Content starts
PR #1176, opened 2018-10-06
build: refactor packages structure, remove bundle

kamilmysliwiec:
## PR Checklist

## PR Type

```
[ ] Bugfix
[ ] Feature
[x] Build related changes
[ ] CI related changes
[ ] Other... Please describe:
```

## What is the new behavior?
An alternative proposal to #1060 

- public API remains the same
- no breaking changes, 3rd-party packages aren't broken
- `bundle` directory no longer exists
- `npm run build` builds all packages and puts output files near to `ts` files
- `npm run prepare` fixed
- `npm run build:lib` builds all packages and put them into node_modules/sample/integration dirs
- no errors with `npm run build`
- `npm run clean` removes all `d.ts` and `.js` files from `packages`
- NPM ignores source code when publishing (`.ts`)
- GIT ignores bundle files (`.d.ts` and `.js`)

```
[ ] Yes
[x] No
```

## Other information


packages/common/test/cache/cache.module.spec.ts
Content ends
**Exercise requirements**
Your task is to transcribe all of the entries word for word.

**Answer**
PR #1176, opened 2018-10-06
build: refactor packages structure, remove bundle

kamilmysliwiec:
## PR Checklist

## PR Type

```
[ ] Bugfix
[ ] Feature
[x] Build related changes
[ ] CI related changes
[ ] Other... Please describe:
```

## What is the new behavior?
An alternative proposal to #1060 

- public API remains the same
- no breaking changes, 3rd-party packages aren't broken
- `bundle` directory no longer exists
- `npm run build` builds all packages and puts output files near to `ts` files
- `npm run prepare` fixed
- `npm run build:lib` builds all packages and put them into node_modules/sample/integration dirs
- no errors with `npm run build`
- `npm run clean` removes all `d.ts` and `.js` files from `packages`
- NPM ignores source code when publishing (`.ts`)
- GIT ignores bundle files (`.d.ts` and `.js`)

```
[ ] Yes
[x] No
```

## Other information


packages/common/test/cache/cache.module.spec.ts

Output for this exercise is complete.